----- GIVEN RECORDS

PR #3074, opened 2026-08-07
fix(java): buffer response body until settlement succeeds in PaymentFilter

### LINKED ISSUE #3068: [Bug]: [java] PaymentFilter delivers content before settlement premium resources served without guaranteed payment

rileybuilds:
Fixes #3068.

## Problem

`PaymentFilter.doFilter()` calls `chain.doFilter()` directly against the real `HttpServletResponse`, so the protected handler's output is written — and often committed — to the client **before** `facilitator.settle()` runs. If settlement then fails (network error, RPC timeout, facilitator outage), the buyer has already received the paywalled content while the seller never gets paid. The existing `respond402()` fallback on settlement failure is only reachable when `response.isCommitted()` happens to still be `false`, which in practice it usually isn't once the handler has written a response body.

The TypeScript/Express middleware in this same repo (`typescript/packages/http/express/src/index.ts`) already handles this correctly by buffering the response and only flushing it after a successful settlement — the Java SDK never got the equivalent fix.

## Fix

- `BufferedServletOutputStream` / `BufferingHttpServletResponseWrapper` (new, `org.x402.server`): a minimal in-memory `HttpServletResponseWrapper` that buffers everything written via `getOutputStream()`/`getWriter()` instead of sending it to the client. Status codes and headers set through the wrapper still forward to the real response immediately (safe, since nothing is ever written to the real output stream through this wrapper), matching how the TS version treats headers vs. body.
- `PaymentFilter.doFilter()`: runs `chain.doFilter()` against the buffered wrapper instead of the real response. The buffered body is only flushed to the real response after settlement succeeds (or the handler itself returned a 4xx/5xx, in which case it's flushed as-is since there's nothing to settle). On settlement failure or a settlement exception, the buffered body is discarded and `respond402()` is sent instead — deterministically, not dependent on whether the container had already committed the response.

## Testing

- Added `FilterSettlementFailureIntegrationTest` (new, embedded Jetty): a facilitator stub that always verifies but always fails to settle, hitting a servlet that would otherwise deliver paywalled JSON. **Verified this test actually reproduces the bug**: run against the pre-fix code it fails with `expected 402 but was 200` and a leaked response body; with the fix it passes (`402`, body never delivered).
- Fixed `FilterIntegrationTest`'s stub facilitator, which returned a default (`success = false`) `SettlementResponse` from `settle()` — its `validHeaderGets200` test was only passing *because of* the pre-fix bug (content already delivered before the always-failing settle() result could matter). Now returns a proper success response.
- Updated `PaymentFilterTest`'s `chain.doFilter()` verifications to accept an `HttpServletResponse` argument rather than asserting reference-equality against the raw mock, since the filter now passes a wrapper.
- Full suite: 42/42 passing (41 pre-existing + 1 new), verified locally on Java 17 / Maven.

No behavior change for the free-path (unprotected routes) or the pre-payment-verification error paths (malformed header, verification failure, etc.) — only the payment-verified → business-logic → settle path is buffered.

### DIFF
--- a/java/src/main/java/org/x402/server/BufferedServletOutputStream.java
+++ b/java/src/main/java/org/x402/server/BufferedServletOutputStream.java
@@ -1,0 +1,36 @@
+package org.x402.server;
+
+import jakarta.servlet.ServletOutputStream;
+import jakarta.servlet.WriteListener;
+import java.io.ByteArrayOutputStream;
+import java.io.IOException;
+
+/** In-memory {@link ServletOutputStream} backing {@link BufferingHttpServletResponseWrapper}. */
+final class BufferedServletOutputStream extends ServletOutputStream {
+
+    private final ByteArrayOutputStream buffer = new ByteArrayOutputStream();
+
+    @Override
+    public void write(int b) throws IOException {
+        buffer.write(b);
+    }
+
+    @Override
+    public void write(byte[] b, int off, int len) throws IOException {
+        buffer.write(b, off, len);
+    }
+
+    @Override
+    public boolean isReady() {
+        return true;
+    }
+
+    @Override
+    public void setWriteListener(WriteListener writeListener) {
+        // Buffering is always synchronous; async write-readiness notifications don't apply.
+    }
+
+    byte[] toByteArray() {
+        return buffer.toByteArray();
+    }
+}
--- a/java/src/main/java/org/x402/server/BufferingHttpServletResponseWrapper.java
+++ b/java/src/main/java/org/x402/server/BufferingHttpServletResponseWrapper.java
@@ -1,0 +1,67 @@
+package org.x402.server;
+
+import jakarta.servlet.ServletOutputStream;
+import jakarta.servlet.http.HttpServletResponse;
+import jakarta.servlet.http.HttpServletResponseWrapper;
+import java.io.IOException;
+import java.io.OutputStreamWriter;
+import java.io.PrintWriter;
+
+/**
+ * Buffers the response body written by downstream filters/servlets instead of sending it to the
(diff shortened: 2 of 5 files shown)


phdargen (approved):
Thanks for the patch @rileybuilds , LGTM. 

Please note that the Java SDK is legacy v1 only and effectively frozen. We no longer actively maintain this package nor accept PRs in general, with the exception of security patches. If you are interested building on a Java stack, please consider community maintained Java sdks instead, see eg https://docs.x402.org/dev-tools/third-party-sdks

PR #3078, opened 2026-08-07
fix: [Feature]: earn extension for discovering endpoints that pay agents (#3076)

### LINKED ISSUE #3076: [Feature]: earn extension for discovering endpoints that pay agents
### Problem or use case

Every discovery mechanism in production indexes the sell side. `bazaar` catalogs a
service when payment settles from the agent to the endpoint, and its `info` block
describes what a paid call costs and expects. On-chain indexers derive the same
direction from settlement flow.

There is no schema for the other direction. A resource server that **pays an agent
for completed work** cannot declare that in a form any catalog can index, so an
agent looking for paid work has no protocol-level way to find it. Today the only
route is a human wiring one venue into one agent by hand.

We hit this running a support-ticket bounty board that settles USDC on Base. Three
independent agents have found it and been paid, but every one of them arrived
through a human, because there is no field that says "this endpoint pays you."

### Proposed solution

Add `specs/extensions/earn.md`, following the v2 `info` + `schema` pattern used by
the other extensions. A resource server declares what work is available, what it
pays, what an attempt costs, what triggers payment, and its settled history.

Three fields are required specifically to make a declaration falsifiable:

- **`history`**, because any server can claim to pay agents. A claim with no
  settled-payment evidence is unfalsifiable, and agents acting on unfalsifiable
  claims lose money and leave the market. Servers with no history omit the
  extension rather than publishing zeros.
- **`latestPaymentTx`** when `paidCount > 0`, so the claim is checkable on chain
  without trusting the publisher.
- **`attemptCostUsd`**, because most earn-side venues charge something to attempt,
  and an undeclared attempt cost is how an agent discovers a negative expected
  value after paying it.

Anything a server could simply assert about its own quality is deliberately absent.
The spec also recommends catalogs rank on settled activity rather than declared
availability, since `open` and `openValueUsd` are self-asserted and `paidCount` is
not.

Reference implementation is live at https://deskcrew.io/.well-known/x402 under
`extensions.earn`. Human approval is the only payment trigger and the worker keeps
85%. Every `history` field is computed from settled payments and recorded verdicts:
currently 6 payouts totalling $3.00 across 3 distinct wallets, latest settlement
0x08fb51b2fc5123c76f37ac0f8f72edb337b90afe24a52dcd35e0958195b65a8c on Base.

That is a small sample, and I would rather say so than oversell it. What makes it
worth standardising is that the round trip works: an agent found the board from
this data alone, evaluated it with no human involved, paid to compete, and was paid.

Open questions I would want feedback on:

1. Should `history` require a bounded window so a dormant server cannot publish
   flattering lifetime figures?
2. Should `attemptCostUsd` support a range for venues that price per task?
3. Is `earn` the right key, or should this sit under a broader `work` namespace
   that could also express unpaid or reputation-only tasks?

Happy to revise the shape, narrow the scope, or split it. The gap matters more to
us than this particular spelling of it.

FrancescoGSR77:
Closes #3076

Resuelve el issue https://github.com/x402-foundation/x402/issues/3076 (bounty $3.00) — generado por el worker autónomo.

### DIFF
--- a/specs/extensions/earn.md
+++ b/specs/extensions/earn.md
@@ -1,0 +1,354 @@
+# Extension: `earn`
+
+## Summary
+
+The `earn` extension enables **demand-side discovery** for x402: a resource
+server that **pays an agent for completed work** declares what work is
+available, what it pays, what an attempt costs, what triggers payment, and its
+settled-payment history. Catalogs and discovery services can then index the
+demand side the same way the `bazaar` extension indexes the supply side.
+
+Where `bazaar` catalogs a service when payment settles **from the agent to the
+endpoint** (selling access to a resource), `earn` is the schema for the other
+direction: an endpoint that settles payment **to the agent** for completed
+work. An agent looking for paid work can find it at the protocol level, without
+a human wiring one venue into one agent by hand.
+
+A reference implementation is live at
+<https://deskcrew.io/.well-known/x402> under `extensions.earn` (a
+support-ticket bounty board that settles USDC on Base).
+
+---
+
+## Design Goals: Falsifiability
+
+Earn-side declarations are inherently self-asserted. Any server can *claim* to
+pay agents; a claim with no settled-payment evidence is unfalsifiable, and
+agents acting on unfalsifiable claims lose money and leave the market. Three
+fields are required specifically to make a declaration falsifiable:
+
+- **`history`** — required, because a claim that a server pays agents is
+  unfalsifiable without settled-payment evidence. Servers with no settled
+  history omit the extension rather than publishing zeros.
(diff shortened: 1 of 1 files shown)


FrancescoGSR77:
Hi! All commits in this PR have been updated with valid GPG signing and verified email identity matching DCO. The PR is ready for review. Thank you!

FrancescoGSR77:
Hi! Just checking in on this PR. All commits are now GPG-signed with verified email identity matching DCO requirements. Please let me know if any additional changes or tests are needed to proceed with the review. Thank you for your time!

PR #3080, opened 2026-08-07
fix(permit2): verify Transfer event in settle receipts (exact + upto)

SashaMIT:
## Description

A payer using a fee-charging (fee-on-transfer) or otherwise non-conforming token can underpay while the facilitator reports full success: every Permit2 settle path (exact and upto) trusted `receipt.status` alone, and the proxy's `settle()` does not revert when the token delivers less than the required amount.

**What changes:** `waitAndReturnSettleResponse` now takes the expected Transfer fields `{ token, from, to, value }` and requires a matching ERC-20 `Transfer` event in the receipt before reporting success, reusing the existing `verifyEip3009TransferEvent` helper and the same `invalid_exact_evm_transfer_event_mismatch` error reason. All six Permit2 settle branches are covered (exact: direct, EIP-2612 gas-sponsored, ERC-20-approval gas-sponsored; upto: the same three). Exact paths expect the full permitted amount; upto paths expect the actual settlement amount, which may be lower.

----------

#### AIM OF THE TASK:
From the data above, reproduce word for word the lines running from the line with "because most earn-side" to the line with "Open questions I", ends included.

#### EXERCISE ANSWER:
- **`attemptCostUsd`**, because most earn-side venues charge something to attempt,
  and an undeclared attempt cost is how an agent discovers a negative expected
  value after paying it.

Anything a server could simply assert about its own quality is deliberately absent.
The spec also recommends catalogs rank on settled activity rather than declared
availability, since `open` and `openValueUsd` are self-asserted and `paidCount` is
not.

Reference implementation is live at https://deskcrew.io/.well-known/x402 under
`extensions.earn`. Human approval is the only payment trigger and the worker keeps
85%. Every `history` field is computed from settled payments and recorded verdicts:
currently 6 payouts totalling $3.00 across 3 distinct wallets, latest settlement
0x08fb51b2fc5123c76f37ac0f8f72edb337b90afe24a52dcd35e0958195b65a8c on Base.

That is a small sample, and I would rather say so than oversell it. What makes it
worth standardising is that the round trip works: an agent found the board from
this data alone, evaluated it with no human involved, paid to compete, and was paid.

Open questions I would want feedback on:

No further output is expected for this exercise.